* **Given records**

>>

PR #56, opened 2019-05-06
pipeline: adapt for split metal building

jlebon:
Building metal images is now a separate step since:
https://github.com/coreos/coreos-assembler/pull/510


cgwalters:
LGTM!

dustymabe:
👍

<<

* **What to do**
The complete material above is to be retyped word for word.

* **Solution to this exercise**
PR #56, opened 2019-05-06
pipeline: adapt for split metal building

jlebon:
Building metal images is now a separate step since:
https://github.com/coreos/coreos-assembler/pull/510


cgwalters:
LGTM!

dustymabe:
👍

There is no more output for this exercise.